After the Tax Reform Act passed, the flat tax suddenly was in and targeted federal tax breaks, which Kemp continued to insist were the only EZ benefits he would countenance, were out. In doing so, he assured that the hundreds of cities lining up for the chance to apply for a prospective federal EZ designation would continue to wait.

As a consequence, federal urban policy hovered in an induced coma throughout the rest of Ronald Reagan’s and George H.W. Bush’s years, right up until the South Central Los Angeles riots in the spring of 1992, which arguably spelled Bush’s downfall.

After ignoring EZs for six years, Kemp, by then Bush’s secretary of housing and urban development, revived them as the administration’s answer to urban violence, which appeared likely to spread. Lawmakers pushed through a compromise emergency urban aid package that summer, with both tax incentives and direct funding oriented around the EZ theme. It was the first time the Democratic leadership conceded to accommodate the supply siders with a bill including tax incentives. But because it also proposed some spending provisions, Kemp and Bush disdained it. Although Congress sent it to Bush well before the November election, he put off signing it (such was the GOP aversion to new urban spending), then vetoed it on his way out.

The Clinton Transition

Shortly after the 1992 election a Clinton transition team member dialed up AAEZ out of the blue, acknowledging somewhat sheepishly that Clinton did not know much about the policy, even though he’d signed Enterprise Zone legislation in Arkansas and had included it as one of his campaign promises. She listened attentively to what must have been an unexpected description of EZs as the states had interpreted them. They could become what amounted to a turnkey framework for a federal EZ-styled urban policy and all it needed was political leadership. Targeting, not tax incentives, was the essence of the concept. Liberated from Kemp’s doctrinaire approach, lawmakers could offer any mix of benefits that could win a majority.

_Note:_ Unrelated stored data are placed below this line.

PR #1663, opened 2015-11-25
coreos-kernel: populate /lib/modules/$(uname -r)/build

vcaputo:
With this changeset one can build a kernel module out-of-tree in a dev
image in the usual fashion:
```
 ~# cat Makefile
 obj-m := noop.o
 ~# make -C /lib/modules/4.3.0-coreos-r1/build M=$PWD
 make: Entering directory '/usr/lib64/modules/4.3.0-coreos-r1/build'
   CC [M]  /tmp/noop/noop.o
   Building modules, stage 2.
   MODPOST 1 modules
   CC      /tmp/noop/noop.mod.o
   LD [M]  /tmp/noop/noop.ko
 make: Leaving directory '/usr/lib64/modules/4.3.0-coreos-r1/build'
 ~#
```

The staffer handed the ball to Paul Diamond, a senior transition team official, who liked that line of thinking. He asked for a concise set of recommendations and in a matter of days, AAEZ had become a player in a major new federal urban policy. Or so it seemed.

An EZ’s key innovation was a proposed two-tiered approach to EZs. It would offer a baseline of support by prioritizing and fast-tracking existing federal resources for localities that committed to zone-specific redevelopment. That could be offered to most existing state-designated zones with a minimum of bureaucracy and on a budget-neutral basis. Once qualified as a tier one zone, the local government, in league with its state and local private stakeholders, could compete for higher levels of federal assistance.

The association was a player, as it turned out, but the game was “telephone.” The administration incorporated the two-tiered idea into its “Empowerment Zone” legislation but turned it upside down and treated the states’ EZs as if they’d never happened. Under Clinton’s policy, enacted in 1993, six cities would win a designation and a windfall of $100 million each in direct funding, plus tax incentives mostly keyed to hiring Empowerment Zone residents. A lower tier of 50 also-ran competitors had to work just as hard to develop their strategies and applications as the lucky six cities, but would get little more as “Enterprise Communities” than a $3 million block grant and some minor tax benefits.

Clinton turned EZs/ECs over to the young Andrew Cuomo, then an assistant secretary at the Department of Housing and Urban Development, who was rumored to have cut deals with Rostenkowski and Rangel to wire zone designations for Chicago and New York. Not since the days of Lyndon Johnson had anything like $100 million block grants been available to local governments and the mayors crawled over each other to get them.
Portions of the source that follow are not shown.